For spawned processes, the following model is currently supported: one of the existing processes starts one or more new processes. These processes need to know the contact string of the spawning process and call VT_clientinit() with that information; in contrast to the startup model from the previous section, no prefix is used. Then while all spawned processes are inside VT_clientinit(), the spawning process calls VT_attach() which does all the work required to connect with the new processes.

The results of this operation are:

  • a new VT_COMM_WORLD which contains all of the spawned processes, but not the spawning process

  • a communicator which contains the spawning process and the spawned ones; the spawning process gets it as result from VT_attach() and the spawned processes by calling VT_get_parent()

The first of these communicators can be used to log communication among the spawned processes, the second for communication with their parent. There's currently no way to log communication with other processes, even if the parent has a communicator that includes them.

Tracing Events

Once a process' call to VT_initialize() has completed successfully it can start calling VT API functions that log events. These events will be associated with a time stamp generated by Intel® Trace Collector and with the thread that calls the function.

Should the need arise, then VT API functions could be provided that allow one thread to log events from several different sources instead of just itself.

Event types supported at the moment are those also provided in the normal Intel Trace Collector, like state changes (VT_enter(), VT_leave()) and sending and receiving of data (VT_log_sendmsg(), VT_log_recvmsg()). The resulting trace file is in a format that can be loaded and analyzed with Intel Trace Collector GUI.

Usage

Executables in the application are linked with -lVTcs and $VT_ADD_LIBS. It is possible to have processes implemented in different languages, as long as they use the same version of the libVTcs.

The VTserver has the following synopsis:

VTserver <contact infos> [config options]

Each contact info is guaranteed to be one word and their order on the command line is irrelevant. The configuration options can be specified on the command line by adding the prefix -- and listing its arguments after the keyword. This is an example for contacting two processes and writing into the file example.stf in STF format:

VTserver <contact1> <contact2> --logfile-name example.stf

All options can be given as environment variables. The format of the configuration file and the environment variables are described in more detail in the chapter about VT_CONFIG.

Signals

libVTcs uses the same techniques as fail-safe MPI tracing to handle failures inside the application, therefore it will generate a trace even if the application segfaults or is aborted with Ctrl + C.

When only one process runs into a problem, then libVTcs tries to notify the other processes, which then should stop their normal work and enter trace file writing mode. If this fails and the application hangs, then it might still be possible to generate a trace by sending a SIGINT to all processes manually.

Examples

There are two examples using MPI as means of communication and process handling. But as they are not linked against the normal Intel Trace Collector library, tracing of MPI has to be done with Intel Trace Collector API calls.

clientserver.c is a full-blown example that simulates and handles various error conditions.
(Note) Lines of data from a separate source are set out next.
PR #163, opened 2024-12-02
Use OrdinaryDiffEqTsit5.jl and OrdinaryDiffEqLowStorageRK.jl

JoshuaLampert:
Since we only use `Tsit5` and `RDPK3SpFSAL35` in the examples, I thought it would be nice to also only use OrdinaryDiffEqTsit5.jl and OrdinaryDiffEqLowStorageRK.jl in the examples and recommend installing OrdinaryDiffEqTsit5.jl in the README and docs. This should significantly reduce precompile time and generally make things smoother and more lightweight. What do you think, @ranocha?


ranocha:
Sounds good to me! However, we need to wait for Trixi.jl to upgrade SciMLBase.jl etc. for this to work properly, don't we?

JoshuaLampert:
> Sounds good to me! However, we need to wait for Trixi.jl to upgrade SciMLBase.jl etc. for this to work properly, don't we?

We only need that if we want to have Trixi.jl and DispersiveShallowWater.jl in the same project. But this currently fails already with the newest version of DispersiveShallowWater.jl, i.e. installing Trixi.jl in a project, where DispersiveShallowWater.jl is installed will downgrade DispersiveShallowWater.jl to an old version (something like v3... if I remember correctly) because the newer DispersiveShallowWater.jl version require versions of RecursiveArrayTools.jl, which are not compatible with Trixi.jl, cf. https://github.com/trixi-framework/Trixi.jl/pull/2150.

JoshuaLampert:
However, we would need to stop supporting Julia v1.9, I guess.

ranocha:
That's fine with me for this repo 👍

JoshuaLampert:
Ok, this required more version bumps than expected. The SciML repos have pretty high compat bounds sometimes... But Downgrade is finally happy. A couple of remarks:

- The failing benchmark action is expected because it uses the main branch as reference, but the benchmark/Project.toml  from this PR. This means it still wants to use OrdinaryDiffEq.jl, but it cannot because it's not in the new Project.toml. IMHO, this can be ignored in this PR. Benchmark should not be influenced by this PR.

- Codecov is failing probably because of some change in Julia v1.10 compared to v1.9 regarding the "lispy" tuple iteration we use in the `AnalysisCallback`, which means the final call to the empty tuple is not covered anymore. I already saw in previous PRs that these lines are only caught by the Julia v1.9 action, which is disabled now. But I think that's also fine.

- Finally, as a replacement for the Julia v1.9 action I added a test using Julia v1.11. This currently fails for an allocation fix. Looks like Julia v1.11 allocates more for this example. Are you fine simply updating the allocations threshold, @ranocha or do you have an idea where this could come from?

ranocha:
> Ok, this required more version bumps than expected. The SciML repos have pretty high compat bounds sometimes... But Downgrade is finally happy. A couple of remarks:
> 
> * The failing benchmark action is expected because it uses the main branch as reference, but the benchmark/Project.toml  from this PR. This means it still wants to use OrdinaryDiffEq.jl, but it cannot because it's not in the new Project.toml. IMHO, this can be ignored in this PR. Benchmark should not be influenced by this PR.

👍 

> * Codecov is failing probably because of some change in Julia v1.10 compared to v1.9 regarding the "lispy" tuple iteration we use in the `AnalysisCallback`, which means the final call to the empty tuple is not covered anymore. I already saw in previous PRs that these lines are only caught by the Julia v1.9 action, which is disabled now. But I think that's also fine.

👍 

> * Finally, as a replacement for the Julia v1.9 action I added a test using Julia v1.11. This currently fails for an allocation fix. Looks like Julia v1.11 allocates more for this example. Are you fine simply updating the allocations threshold, @ranocha or do you have an idea where this could come from?

That's fine as well. Julia v1.11 introduced the `Memory` type so that array operations can lead to slightly more allocations tracked by Julia - but are often more efficient since the compiler can optimize the code better.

It uses threads and fork/exec to run API functions and VTserver concurrently. simplecs.c is a stripped down version that is easier to read, but does not check for errors.

The dynamic spawning of processes is demonstrated by forkcs.c. It first initializes one process as server with no clients, then forks to create new processes and connects to them with VT_attach(). This is repeated recursively. Communication is done through pipes and logged in the new communicators.

forkcs2.c is a variation of the previous example which also uses fork and pipes, but creates the additional processes at the beginning without relying on dynamic spawning.